We then wriggle uneasily as Avantika speaks about her years as an adolescent: When she was often tagged as an 'orphan'.

As she speaks (fighting her tears) about the anger that was festering inside her, we understand how she, like her parents's assassin, has also been a prisoner.

A story about a brutal crime slowly becomes a story of two people bound by a common tragedy.

Svati Chakravarty Bhatkal knows how to ask sharp questions without being hostile, and Rubaru Roshni offers a steady accumulation of perspectives when it is purely a dialogue between Bhatkal and the participants (and when there is no Aamir Khan's voiceover to guide the narrative).

Bhatkal isn't an interrogator as much as she is a social investigator and doesn't (thankfully) seem to be a believer in Hannah Arendt's The Banality of Evil.

The killers in the first two stories (Kukki in the first, and Samandar Singh in the second: A peasant who had stabbed to death, Rani Maria, a Kerala-based missionary, in 1995) do express remorse for their respective acts, but they also recount the 'charge' they felt at the precise instant of the killing.

When Samandar Singh talks about the intensity of the stabbing, about how he could not stop once he got the knife plunging into Rani Maria's heart, it reminded me of Benito Mussolini's foreign minister describing the sight of bombs exploding on desperate Ethiopians as 'flowers bursting into bloom'.

Bhatkal knows that to be a serious artist, one has to look at a phenomenon, however awful it may seem from the outside, as half-awful and half-interesting.

The director may detest killing, but she is also interested in knowing the killers intimately; and the most poetic parts of Rubaru Roshni emerge out of this curiosity of its maker.

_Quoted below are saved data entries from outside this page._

PR #446, opened 2023-07-13
Add jenkins lookup3 32-bit checksum

### LINKED ISSUE #445: Add Jenkin's lookup3 as a 32-bit checksum for HDF5

```python
# Jenkin's lookup3 can be useful for verifying HDF5 data structures such as the superblock below
import jenkins_cffi

with open("original_hdf5_zarr_shard_demo.h5", "rb") as f:
    b = f.read(48)

hash_bytes = jenkins_cffi.hashlittle(bytes(b[:-4])).to_bytes(4, "little")
print(b[-4:] == hash_bytes) # True

```

#### Problem description

Jenkin's lookup3 is an integral component of the HDF5 specification for its internal datastructures.

This becomes relevant if we would like to reuse HDF5 data structures. For example, the HDF5 Fixed Array Data Block can made byte compatible with the proposed Zarr shard specification, except for the four byte checksum. Currently, the only permitted checksum is crc32.

https://github.com/zarr-developers/zarr-specs/pull/152#issuecomment-1632034874

An implementation of Bob Jenkin's lookup3 is widely available across many languages.

* https://en.wikipedia.org/wiki/Jenkins_hash_function
* https://www.burtleburtle.net/bob/hash/doobs.html
* C: https://www.burtleburtle.net/bob/c/lookup3.c
* C: https://github.com/HDFGroup/hdf5/blob/3af8bb267d6ad2d4e8e5d77e16d5a8f7625ad34d/src/H5checksum.c#L364-L458
* Python: https://pypi.org/project/jenkins/ (old PyPi package)
* Python: https://pypi.org/project/jenkins-cffi/
* JavaScript: https://www.npmjs.com/package/jenkins-hash-lookup3
* Julia: https://github.com/JuliaIO/JLD2.jl/blob/master/src/Lookup3.jl

Please provide the following:

```
jenkins-cffi              1.0.2.1                  pypi_0    pypi
python                    3.11.0          he550d4f_1_cpython    conda-forge
```

mkitti:
Add Bob Jenkin's lookup3 from HDF5 via a Cython implementation

Fix #445

TODO:

- [x] Tests pass locally
- [x] Docs build locally

### DIFF
--- a/numcodecs/jenkins.pyx
+++ b/numcodecs/jenkins.pyx
@@ -84,15 +84,13 @@ computer software, distribute, and sublicense such enhancements or derivative
 works thereof, in binary and source code form.
 """
 
-import struct
 import cython
 
-from numcodecs.checksum32 import Checksum32
 from numcodecs.compat import ensure_contiguous_ndarray
 
 from libc.stdint cimport uint8_t, uint16_t, uint32_t
 
-def jenkins_lookup3(data: bytes, initval: uint32_t=0):
+cpdef uint32_t jenkins_lookup3(const uint8_t[::1] _data, uint32_t initval=0):
     """
     jenkins_lookup3(data: bytes, initval: uint32_t=0)
     hash a variable-length key into a 32-bit value
@@ -114,7 +112,7 @@ def jenkins_lookup3(data: bytes, initval: uint32_t=0):
     ```
     h = 0
     for k in strings:
-      h = _jenkins_lookup3(k, h)
+      h = jenkins_lookup3(k, h)
     ```
 
     By Bob Jenkins, 2006.  bob_jenkins@burtleburtle.net.  You may use this
@@ -122,12 +120,6 @@ def jenkins_lookup3(data: bytes, initval: uint32_t=0):
 
     Use for hash table lookup, or anything where one collision in 2^^32 is
     acceptable.  Do NOT use for cryptographic purposes.
-    """
-    return _jenkins_lookup3(data, initval)
-
-cdef uint32_t _jenkins_lookup3(const uint8_t[::1] _data, uint32_t initval=0):
-    """
-    Implementation of jenkins_lookup3
 
     Converted from H5_checksum_lookup3
     https://github.com/HDFGroup/hdf5/blob/577c192518598c7e2945683655feffcdbdf5a91b/src/H5checksum.c#L378-L472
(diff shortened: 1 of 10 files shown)


mkitti:
@rabernat Here's a cython implementation of jenkin's lookup3 32-bit checksum.

mkitti:
I'm thinking of moving `initval` into the codec so that it is defined at the constructor.

Also, I'm thinking about a `prepend` value in case we need to add extra bytes to the beginning of the bytes being checksummed.

numcodecs/jenkins.pyx
```diff
@@ -0,0 +1,374 @@
...
+    With this codec, the checksum is concatenated on the end of the data
+    bytes when encoded. At decode time, the checksum is performed on
+    the data portion and compared with the four-byte checksum, raising
+    RuntimeError if inconsistent.
+    """
+
+    checksum = jenkins_lookup3
+    codec_id = "bob_jenkins_lookup3"
+
+    def encode(self, buf, initval=0):
```
martindurant, line 350: Indeed, initval will never be non-default like this - if you want to use it at all, it should be in `__init__` and stored as an attribute

numcodecs/jenkins.pyx
```diff
@@ -0,0 +1,374 @@
...
+
+import struct
+import cython
+
+from numcodecs.checksum32 import Checksum32
+from numcodecs.compat import ensure_contiguous_ndarray
+
+from libc.stdint cimport uint8_t, uint16_t, uint32_t
+
+def jenkins_lookup3(data: bytes, initval: uint32_t=0):
```
martindurant, line 95: This python version is not called anywhere?

numcodecs/jenkins.pyx
```diff
@@ -0,0 +1,374 @@
...
+
+    By Bob Jenkins, 2006.  bob_jenkins@burtleburtle.net.  You may use this
+    code any way you wish, private, educational, or commercial.  It's free.
+
+    Use for hash table lookup, or anything where one collision in 2^^32 is
+    acceptable.  Do NOT use for cryptographic purposes.
+    """
+    return _jenkins_lookup3(data, initval)
+
+cdef uint32_t _jenkins_lookup3(const uint8_t[::1] _data, uint32_t initval=0):
```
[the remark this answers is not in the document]
mkitti: Resolved in [296e4ea](https://github.com/zarr-developers/numcodecs/pull/446/commits/296e4eaf809a9d73c0ee3b295a99d64ea023cb79)

numcodecs/jenkins.pyx
mkitti: Resolved in [296e4ea](https://github.com/zarr-developers/numcodecs/pull/446/commits/296e4eaf809a9d73c0ee3b295a99d64ea023cb79)

numcodecs/jenkins.pyx
mkitti: cpdef is now used and this is called from the JenkinsLookup3 class

Resolved in [296e4ea](https://github.com/zarr-developers/numcodecs/pull/446/commits/296e4eaf809a9d73c0ee3b295a99d64ea023cb79)

numcodecs/jenkins.pyx
```diff
@@ -0,0 +1,374 @@
...
+    RuntimeError if inconsistent.
+    """
+
+    checksum = jenkins_lookup3
+    codec_id = "bob_jenkins_lookup3"
+
+    def encode(self, buf, initval=0):
+        """Return buffer plus 4-byte Bob Jenkin's lookup3 checksum"""
+        buf = ensure_contiguous_ndarray(buf).ravel().view('uint8')
+        cdef const uint8_t[::1] b_ptr = buf
```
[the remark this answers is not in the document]
mkitti: I moved the class into checksum32.py

Resolved in [296e4ea](https://github.com/zarr-developers/numcodecs/pull/446/commits/296e4eaf809a9d73c0ee3b295a99d64ea023cb79)

mkitti:
Could someone run CI?

martindurant:
Missing coverage: https://app.codecov.io/gh/zarr-developers/numcodecs/pull/446/blob/numcodecs/checksum32.py

numcodecs/jenkins.pyx
```diff
@@ -0,0 +1,327 @@
...
+        a, b, c = _jenkins_lookup3_mix(a, b, c)
+        length -= 12
+        k += 12
+
+    # -------------------------------- last block: affect all 32 bits of (c)
+    if length == 12:
+        c += (<uint32_t>k[11]) << 24
+        length -= 1
+        
+    if length == 11:
```
jakirkham, line 172: Should these be `elif`?

It's worth noting that Cython can detect cases like these when they are written as `if...elif...else` and convert them to `switch...case` in C/C++

mkitti:
Flake8 issues resolved

mkitti:
I made some changes to `docs/Makefile`. When I ran docs/Makefile without having sphinx on my path, I got the following cryptic Makefile error:
```
$ ~/src/numcodecs/docs$ make
Makefile:12: *** recipe commences before first target.  Stop.
```

This was due to the if statement near the top of the file detecting the lack of sphinx, and then proceeding to try to print the "friendly" error message. However, it accomplishes exactly the opposite.

mkitti:
I modified fletcher32 since the `out` keyword was not working in my hands. I also added a test for it.

mkitti:
Let me know if you vwould prefer me to break this up a bit. I originally intended that but slipped in a `commit -a` by accident.

martindurant:
Yes, please keep only the jenkins stuff in here. The other bits look OK I think, but it's better to keep PRs focussed where possible.

mkitti:
I split off unrelated changes into #449 (Fletcher32) and #451 (sphinx Makefile)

In one of the film's great passages, Samandar Singh says he doesn't know his exact age, because, in his childhood, years were chronicled on the basis of standout events.

'I was probably born in the Year of the Big Flood,' Samandar muses wistfully.

Photograph: Kind courtesy Star Plus/Instagram

In a strange sense, this aesthetic of the film, which allows the cold-blooded killers to free associate, is the aesthetic we badly miss in the third story -- which is about American national Kia Scherr who lost her daughter and husband in the 26/11 terror attacks in Mumbai.

In Avantika's and Kukki's story, the point of the film is made, and made without much noise: About how forgiveness may just be the only way to heal the wounds caused by heinous crimes.

However, by the time we move toward the climax of the second story and then into the third, the obvious 'message' of Rubaru Roshni starts to feel like its shtick, its party line.

The animus of the first story just isn't present in the last two, and the protagonists of these sections, Sister Selmi (sister of the slain Rani Maria) and Kia Scherr, appear to have been photographed in the process of broadcasting self-help lessons. (Aware of their own heroisms, their faces glow a little).

By the end, Rubaru Roshni comes on too strong.

Having watched the feature in Hindi, I wish there was only one version of this film playing, supported by smart subtitles.

There is something almost tactile about hearing a story being narrated in a speaker's native tongue (the musicality of the utterances then becomes a big component of the storytelling), and in Rubaru Roshni, the dubbing -- especially in Kia Scherr's section -- fails to capture the emotional texture of the words being uttered; it feels, as though, in trying to convey the meaning of Scherr's lines, her emotions have been rationalised.

Though it is a little too neat and a little too light, Bhatkal's film is important because it is telling us stories of people who have experienced an 'Inner Migration' in their lives.

Viewed from this perspective, it talks about the dangers of holding onto fixed positions, and mocks at the inability of our political ideologues to see human possibility in 'the other'.

Released on January 26, I think there is a subliminal message on how we can advance as a Republic.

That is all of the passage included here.